了,一箇中年婦女從門裡伸出腦袋,看了看我,說,「小夥子,你找誰?那個屋已經好幾十年沒有人住了。」

我懵在原地,很久才緩過神。我把昨天下午發生的所有的事連到了一起,慢慢意識到,這就是衛教授一直瞞著我的事,他已經死了三十年了。

如果我沒有推測錯,事情原本應該是這樣的:

三十年前,我三姥爺和衛教授發現了重生陣,但想盡一切辦法,還是無法破局。眼看著大限已到,衛教授決定給這十八個人施符。可是,僅僅施符還不行,必須得困住和氣碑裡的靈魂。

無奈之下,衛教授大義赴死,用他自己的魂鎖住和氣碑裡的魂。三姥爺承諾,一定會想辦法來解救衛教授。

三十年後,我來了。可是,時過境遷,事情已經發生了變化。現在已經不僅僅是把衛教授的靈魂解救出來,而是要把另外一股勢力找出來。

我倚在衛教授家的門上,回想這個往事,心裡雜亂無章。怪不得,當年三姥爺總是給我講這些咒語和邪術局。其實,每個人都在佈局,每個人都在局中啊!

可是,真相是什麼呢?另一股勢力在哪呢?

9

我想了半天,只能從故事開頭想起,也就是張文啟和衛教授建這所學校的爭端開始,也就是和氣碑出現的時候。

張文啟?衛教授?王文平?佈局?局中局?

直到想到我腦袋快要裂開了,突然,似乎一道光從狹小的裂縫中透了進來。
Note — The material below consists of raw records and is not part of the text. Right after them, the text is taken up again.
PR #107, opened 2021-06-13
groups

### LINKED ISSUE #56: Option for groupKFold for regression problems
Hi,

I'm trying to tune lightgbm for a regression problem and need to use groupKFold for cross-validation. 
By default, automl.fit() takes repeatedkfold as split_type. I looked up at the [documentation](https://microsoft.github.io/FLAML/), but couldn't find details regarding that. Also, how to pass the groups arguments to it. 

Thanks in advance.

sonichi:
Add an argument 'groups' to `AutoML.fit()`. Use GroupKFold when this argument is passed and the eval method is cv.

close #56


dtquandt:
Wow, thank you for this. I'm going to test it and report back if I find any issues.

dtquandt:
Seems to be working for my binary classification problem with both CV and holdout methods. Metrics progression seem appropriate for grouping as if it wasn't doing it it would be overfitting pretty much instantly. Will test with regression soon.

dtquandt:
It doesn't seem to be behaving any differently when I pass in groups (which are a pandas series of string names, but I've also tried a numpy array of strings, and a numpy array of integer category codes with no success.) It's hard to tell exactly what's happening under the hood as I've tried extracting the GroupKFold code from the FLAML implementation and it seems to do what it's supposed to, but I'm getting results that I know to be impossible unless there's data leakage to overfit on. Can you think of any reason why this would happen or steps to understand what's going on?

For context, each group is a match in a sport with many rows of data for that match, and without correctly separating each match into its own group it'll very easily overfit on identifying information. With the split, however, it shouldn't be able to do that. It works fine with sklearn's GridSearchCV/RandomizedSearchCV, so I'm not sure why it wouldn't here.

dtquandt:
From what I can tell it seems to be working as expected now!

qingyun-wu (approved):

我一層層地抽絲剝繭,一層層地排除事情的不可能項。我撲稜一下從倚在衛教授家的門上站直了,趕緊跑下樓,飛一般向學校的主樓跑去。主樓坐落在學校的正中間,是學校的標誌性建築。

跑到樓前,我又後退了幾十步,再看大樓,突然心裡一陣發緊,腦門上滲出一層汗來。

那座原來看著很有藝術美感的九層主樓,從另外一個角度看,房頂居然不是平的,而是中間平,兩面稍低的形狀。在兩邊稍低的地方,卻是在樓體上豎立起的擋板,除去這些擋板後的實體建築,則是一個規則的六邊形。

這是和氣碑的形狀!

果然!這主樓被造成了和氣碑的造型。原本這個校園就建在了六道封死的死地上,現在又在這塊地的中間,豎起了主樓做的和氣碑。那麼這樣做的目的只有一個,重生陣。

整個學校就是一個重生陣!我腦袋中的光越來越亮。

原來,我們一直以為,人死了才能用這重生局來重生,卻疏忽了一點:「無念了無怨,逢人九九見」,說的是等到機緣才能

開啟重生,然而,人的慾望造就了無限可能。既然有重生活葬陣,那麼,就不能改良出長生活葬陣?